Having taken the classical piano world by storm when he first burst upon the scene in 2009 as the youngest pianist to ever receive a gold medal at the Van Cliburn International Piano Competition, Haochen Zhang, now 32 with three releases under his belt, offers a fine follow-up recording here to his earlier Tchaikovsky and Prokofiev piano concertos. Once again recording for Naxos, Zhang performs Beethoven alongside the well-regarded Philadelphia Orchestra, the city in which the Chinese-born Zhang is currently based, under the direction of guest conductor Nathalie Stutzmann.

For any pianist, even one as accomplished as Zhang, to take on a complete program (spanning three discs) of Beethoven’s five piano concertos is yeoman’s work indeed. First there is the work of performing the pieces themselves (the study, nuance, technical challenge, among literally thousands of additional artistic decisions), plus the “work” of situating oneself into the canon of Beethoven interpreters (of which there are many and they are great), adding one’s name and vision onto the ever-growing corpus of versions and canonic contributions.

Nicholas Cook, writing in Music: A Very Short Introduction coins the phrase: “The Beethoven Effect” referring principally to the fact that Beethoven, freed from the obligation of compositional servitude to a church, a noble patron, or a feudal landlord was perhaps the first true musical “artist,” (differing here from trades or crafts person) who enjoyed a kind of self-awareness of his own greatness that not only traversed geography but the “boundaries of time and space.” Beethoven’s music was, as Cook suggests, “for the ages,” and, although difficult to know for certain, Beethoven knew it. Unlike Bach, who would use his own handwritten etudes as parchment paper to wrap lunches while taking a break from his teaching obligations at St. Thomas Church in Leipzig, Beethoven did not view his music so ephemerally. As a result, offers Cook, composing after Beethoven was an exercise in hearing his historical and giant footsteps from behind.

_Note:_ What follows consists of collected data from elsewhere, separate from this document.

PR #338, opened 2017-09-29
Scalar trait: common trait for floating and complex numbers

termoshtt:
Related to #321 (or resolve it?)

I introduce a trait `Scalar` to use `Complex` and `Float` transparently.
Most of numerical functions (e.g. `sin`) are defined both in the `Float` trait and `Complex`. It is not useful to implement an algorithm which can accept both floating and complex numbers (e.g. most of matrix manipulation in [ndarray-linalg](https://github.com/termoshtt/ndarray-linalg))

### DIFF
--- a/complex/src/lib.rs
+++ b/complex/src/lib.rs
@@ -22,7 +22,8 @@ extern crate rustc_serialize;
 #[cfg(feature = "serde")]
 extern crate serde;
 
-pub mod scalar;
+mod scalar;
+pub use scalar::Scalar;
 
 use std::error::Error;
 use std::fmt;
--- a/complex/src/lib.rs
+++ b/complex/src/lib.rs
@@ -22,6 +22,8 @@ extern crate rustc_serialize;
 #[cfg(feature = "serde")]
 extern crate serde;
 
+pub mod scalar;
+
 use std::error::Error;
 use std::fmt;
 #[cfg(test)]
--- a/complex/src/scalar.rs
+++ b/complex/src/scalar.rs
@@ -4,9 +4,22 @@ use std::ops::Neg;
 
 use Complex;
 
-pub trait Scalar: Num + Copy + Neg<Output = Self> {
-    /// Associated Real type
-    type Real: Scalar<Real = Self::Real>;
+pub trait Associated {
+    type Real: Scalar;
+    type Complex: Scalar;
+}
+
+impl<T: Scalar> Associated for T
+where
+    Complex<T::Repr>: Scalar,
+{
+    type Real = T::Repr;
+    type Complex = Complex<T::Repr>;
+}
+
+pub trait Scalar: Num + Copy + Neg<Output = Self> + Associated {
+    /// Associated Repr type
+    type Repr: Scalar<Repr = Self::Repr>;
 
     /// Take the square root of a number.
     fn sqrt(&self) -> Self;
@@ -18,7 +31,7 @@ pub trait Scalar: Num + Copy + Neg<Output = Self> {
     fn ln(&self) -> Self;
 
     /// Returns the square of the absolute value of the number
-    fn abs_sqr(&self) -> Self::Real;
+    fn abs_sqr(&self) -> Self::Repr;
 
     /// Returns the absolute value of the number
     fn abs(&self) -> Self::Real;
@@ -27,10 +40,10 @@ pub trait Scalar: Num + Copy + Neg<Output = Self> {
     fn powi(&self, exp: i32) -> Self;
 
     /// Raise a number to a floating point power.
-    fn powf(&self, exp: Self::Real) -> Self;
+    fn powf(&self, exp: Self::Repr) -> Self;
 
     /// Raise a number to a complex power.
-    fn powc(&self, exp: Complex<Self::Real>) -> Complex<Self::Real>;
+    fn powc(&self, exp: Self::Complex) -> Complex<Self::Repr>;
 
     /// Returns complex-conjugate number
     fn conj(&self) -> Self;
@@ -85,7 +98,7 @@ pub trait Scalar: Num + Copy + Neg<Output = Self> {
 }
 
 impl<T: Clone + Float + FromPrimitive> Scalar for Complex<T> {
-    type Real = T;
+    type Repr = T;
 
     fn sqrt(&self) -> Self {
         Complex::sqrt(self)
@@ -116,7 +129,7 @@ impl<T: Clone + Float + FromPrimitive> Scalar for Complex<T> {
         Complex::powf(self, exp)
     }
 
-    fn powc(&self, exp: Complex<Self::Real>) -> Complex<Self::Real> {
+    fn powc(&self, exp: Self::Complex) -> Self::Complex {
         Complex::powc(self, exp)
     }
 
@@ -189,8 +202,11 @@ impl<T: Clone + Float + FromPrimitive> Scalar for Complex<T> {
     }
 }
 
-impl<T: Float> Scalar for T {
-    type Real = T;
+impl<T: Float> Scalar for T
+where
+    Complex<T>: Scalar,
+{
+    type Repr = T;
 
     fn sqrt(&self) -> Self {
         Float::sqrt(*self)
@@ -220,7 +236,7 @@ impl<T: Float> Scalar for T {
         Float::powf(*self, exp)
     }
 
-    fn powc(&self, exp: Complex<Self::Real>) -> Complex<Self::Real> {
+    fn powc(&self, exp: Self::Complex) -> Self::Complex {
         exp.expf(*self)
     }
 
--- a/complex/src/scalar.rs
+++ b/complex/src/scalar.rs
@@ -1,0 +1,121 @@
+
+use traits::{Num, Float};
+use std::ops::Neg;
+
+use Complex;
+
+pub trait Scalar: Num + Copy + Neg<Output = Self> {
+    /// Associated Real type
+    type Real;
+    /// Associated Complex type
+    type Complex;
+
+    fn sqrt(&self) -> Self;
+    fn exp(&self) -> Self;
+    fn ln(&self) -> Self;
+    fn abs_sqr(&self) -> Self::Real;
+    fn abs(&self) -> Self::Real;
+
+    fn conj(&self) -> Self;
+
+    // trigonometric functions
+    fn sin(&self) -> Self;
+    fn cos(&self) -> Self;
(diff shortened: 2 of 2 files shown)


complex/src/lib.rs
```diff
@@ -22,6 +22,8 @@ extern crate rustc_serialize;
 #[cfg(feature = "serde")]
 extern crate serde;
 
+pub mod scalar;
```
cuviper: It's good to implement this in a module, but that shouldn't be public.  Just `pub use scalar::Scalar` to expose it.

complex/src/scalar.rs
```diff
@@ -0,0 +1,252 @@
...
+pub trait Scalar: Num + Copy + Neg<Output = Self> {
+    /// Associated Real type
+    type Real;
+    /// Associated Complex type
+    type Complex;
+
+    /// Take the square root of a number.
+    fn sqrt(&self) -> Self;
+    /// Returns `e^(self)`, (the exponential function).
+    fn exp(&self) -> Self;
```
cuviper: nit: please put a blank line between all `type`/`fn` items.  If you want visual clustering of related items, you can use two blank lines around them.

complex/src/scalar.rs
```diff
@@ -0,0 +1,252 @@
+
+use traits::{Num, FromPrimitive, Float};
+use std::ops::Neg;
+
+use Complex;
+
+pub trait Scalar: Num + Copy + Neg<Output = Self> {
+    /// Associated Real type
+    type Real;
```
cuviper: Should we have a constraint like `Real: Scalar`?

complex/src/scalar.rs
```diff
@@ -0,0 +1,252 @@
...
+    /// Associated Complex type
+    type Complex;
```
cuviper: Do we really need this flexibility?  Perhaps we should just use `Complex<Self::Real>` where needed?  That's only for `powc`, so I wonder if that's worth its weight here at all.

complex/src/scalar.rs
```diff
@@ -0,0 +1,252 @@
...
+        Float::sqrt(*self)
+    }
+    fn exp(&self) -> Self {
+        Float::exp(*self)
+    }
+    fn ln(&self) -> Self {
+        Float::ln(*self)
+    }
+    fn abs_sqr(&self) -> Self::Real {
+        Float::abs(*self).powi(2)
```
cuviper: `self * self` is probably more efficient.

complex/src/scalar.rs
```diff
@@ -0,0 +1,252 @@
...
+    // powers
+    fn powi(&self, exp: i32) -> Self {
+        Float::powi(*self, exp)
+    }
+    fn powf(&self, exp: Self::Real) -> Self {
+        Float::powf(*self, exp)
+    }
+    fn powc(&self, exp: Self::Complex) -> Self::Complex {
+        let c = Complex::new(*self, T::zero());
+        c.powc(exp)
```
cuviper: `Complex::expf` should help here.

complex/src/scalar.rs
```diff
@@ -0,0 +1,252 @@
...
+    fn is_nan(self) -> bool;
+    /// Checks if the given (real or imaginary part of complex) number is infinite
+    fn is_infinite(self) -> bool;
+    /// Checks if the given number is finite
+    fn is_finite(self) -> bool;
+    /// Checks if the given number is normal
+    fn is_normal(self) -> bool;
+}
+
+impl<T: Clone + Float + FromPrimitive> Scalar for Complex<T> {
```
cuviper: Hmm, it's a little awkward that `FromPrimitive` is needed just for `powi`.

termoshtt:
Thanks for your comment and review!

> In particular, for the methods using Self::Real and Self::Complex, how useful is this actually in code that would be generic over any Scalar? I feel like it will be hard to actually call those methods without locking them into particular types. Can you offer any non-trivial examples where this is helpful?

`Self::Real` and `Self::Complex` is most important in this PR. I introduced it in order to implement an eigenvalue decomposition function (not implemented yet :<). The eigenvalue of both real and complex matrices are complex value:

```rust
fn eigen_values<T: Scalar>(a: Matrix<T>) -> Vec<T::Complex> { ... }
```

Similar thing happens for Hermite matrices which has real eigenvalues even if the components of the matrix is complex:

```rust
fn eigen_values_hermite<T: Scalar>(a: Matrix<T> -> Vec<T::Real> { ... }
```

> Do we really need this flexibility? Perhaps we should just use Complex<Self::Real> where needed?

As you say in the comment, `Scalar::Complex` should be always `Complex<Scalar::Real>`, and I have removed it. If allowed, I would like to keep it for easy typing.

complex/src/scalar.rs
```diff
@@ -0,0 +1,294 @@
+
+use traits::{Num, FromPrimitive, Float};
+use std::ops::Neg;
+
+use Complex;
+
+pub trait Scalar: Num + Copy + Neg<Output = Self> {
+    /// Associated Real type
+    type Real: Scalar<Real = Self::Real>;
```
cuviper: I like the self-referential constraint!  It seems like the kind of thing the compiler might not be able to untangle, but it looks like that worked out.

If we add the associated `type Complex` back, can it be nailed down to the concrete `Complex` type?  Something like:

```rust
type Real: Scalar<Real = Self::Real, Complex = Complex<Self::Real>>;
type Complex: Scalar<Real = Self::Real, Complex = Complex<Self::Real>>;
```

cuviper: When I think more about it, I'm torn whether we should allow other `Complex` types or not.  In theory, someone could want to implement their own type, maybe even just a newtype wrapper.  Then these self-referential constraints would be a burden, e.g. `MyComplex<f64>` would also have to wrap the `Real` type to meet the constraits, since with `Real = f64`, `f64::Complex` would not be `MyComplex`.

What do you think?

termoshtt:
> If we add the associated type Complex back, can it be nailed down to the concrete Complex type? 

Your code does not works:

```
the trait `scalar::Scalar` is not implemented for `Complex<<Self as scalar::Scalar>::Real>`
```

I cannot resolve this error blocked by a recurrent trait dependency, but I found another way by splitting the `Real` and `Complex` to another trait `Associated` https://github.com/rust-num/num/pull/338/commits/fa50a65ea97fcffd323faa684a1f64ef7405d479#diff-2d36ec43057b3c9a6b1d35a5852450d9R7
Corresponding this split, I rename `Scalar::Real` to `Repr` (representation).
This reminds me the CRTP in C++ :<, but it works well :)

> I'm torn whether we should allow other Complex types or not. 

IMO, we should not allow other `Complex` since it is implemented on `num-complex` instead of `num-traits`. If one introduces another `Complex` type, he should define another `Scalar` like this.

complex/src/scalar.rs
termoshtt: In my experience using `ndarray_linalg::Scalar`, the original of this PR, `Scalar::from_f64` is necessary.
I would like to add `trait Scalar: FromPrimitive + ...` restriction, but `Complex` does not implement it.

cuviper:
I'd rather not introduce a side trait -- that becomes yet another thing that users must import if they want to reach `T::Real` and `T::Complex`.  And you didn't re-export it to the root module anyway, so I doubt - can it be seen at all?

The suggestion I made does appear to work if you add all of the `T` constraints to `Real` too, e.g.

```rust
pub trait Scalar: [...] {
    type Real: Scalar<Real = Self::Real, Complex = Complex<Self::Real>>
        + Clone + Float + FromPrimitive;
    type Complex: Scalar<Real = Self::Real, Complex = Complex<Self::Real>>;

    [...]
}
```

It's a bit ugly, but I think it's OK since users don't have to worry about it.

termoshtt:
> The suggestion I made does appear to work if you add all of the T constraints to Real too, e.g.

I succeeds to compile it!

cuviper:
Unfortunately, using a `where` clause falls afoul of rust-lang/rust#20671.  I tried adding this test:

```rust
#[test]
fn scalar_sqrt() {
    fn call_sqrt<T: Scalar>(x: T) -> T {
        x.sqrt()
    }

    call_sqrt(2.0_f64);
    call_sqrt(Complex::from(2.0_f64));
}
```

```text
error[E0277]: the trait bound `Complex<<T as scalar::Scalar>::Real>: scalar::Scalar` is not satisfied
   --> src/scalar.rs:309:5
    |
309 | /     fn call_sqrt<T: Scalar>(x: T) -> T {
310 | |         x.sqrt()
311 | |     }
    | |_____^ the trait `scalar::Scalar` is not implemented for `Complex<<T as scalar::Scalar>::Real>`
    |
    = help: consider adding a `where Complex<<T as scalar::Scalar>::Real>: scalar::Scalar` bound
    = note: required by `scalar::Scalar`
```

But it does work if I drop that `where` clause and add the constraint to `Real` as I mentioned before:

```rust
    /// Associated Real type
    type Real: Scalar<Real = Self::Real, Complex = Complex<Self::Real>>
        + Float + FromPrimitive;
```

Please do add some `Scalar` tests so we can make sure expected use-cases work!

cuviper:
Unfortunately, using a `where` clause falls afoul of rust-lang/rust#20671.  I tried adding this test:

```rust
#[test]
fn scalar_sqrt() {
    fn call_sqrt<T: Scalar>(x: T) -> T {
        x.sqrt()
    }

    call_sqrt(2.0_f64);
    call_sqrt(Complex::from(2.0_f64));
}
```

```text
error[E0277]: the trait bound `Complex<<T as scalar::Scalar>::Real>: scalar::Scalar` is not satisfied
   --> src/scalar.rs:309:5
    |
309 | /     fn call_sqrt<T: Scalar>(x: T) -> T {
310 | |         x.sqrt()
311 | |     }
    | |_____^ the trait `scalar::Scalar` is not implemented for `Complex<<T as scalar::Scalar>::Real>`
    |
    = help: consider adding a `where Complex<<T as scalar::Scalar>::Real>: scalar::Scalar` bound
    = note: required by `scalar::Scalar`
```

But it does work if I drop that `where` clause and add the constraint to `Real` as I mentioned before:

```rust
    /// Associated Real type
    type Real: Scalar<Real = Self::Real, Complex = Complex<Self::Real>>
        + Float + FromPrimitive;
```

Please do add some `Scalar` tests so we can make sure expected use-cases work!

cuviper:
Please see the new repo and issue: rust-num/num-complex#2

I'm still interested in this PR, if you'd like to move it over.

With such grandiosity of intent and purpose came the grand compositional gestures that we now associate as hallmarks of Beethoven specifically, and the Romantic era more generally. And it is in these expansive signifiers, hugely encompassing of human emotion and offering a kind of bordered frame that tests the limits of any performer brave enough to tackle his repertoire, that Zhang excels. Where, for example, a less competent interpreter would use virtuosity as a proxy for expressiveness, Zhang’s performance here sounds as if there is another dimension in play where we do not just hear, as Hans Von Bulow established, the pianist abdicating one’s agency so audiences hear only the composer and not the performer, but rather a satisfying fusion that is equal parts Beethoven and Zhang.

Lastly, when we look at classical music history through the eyes of today, we often see an artificial bifurcation between composers and performers/improvisers. But Beethoven, in addition to being a composer, was apparently an extremely fine pianist, and, like the aforementioned Bach, improviser. And it is here as well where we hear Zhang contributing to the continuum of the pianist Beethoven, wrestling with, accepting and ultimately transcending this music with this fine recording that is sure to add much lustre to his impressive but still developing legacy.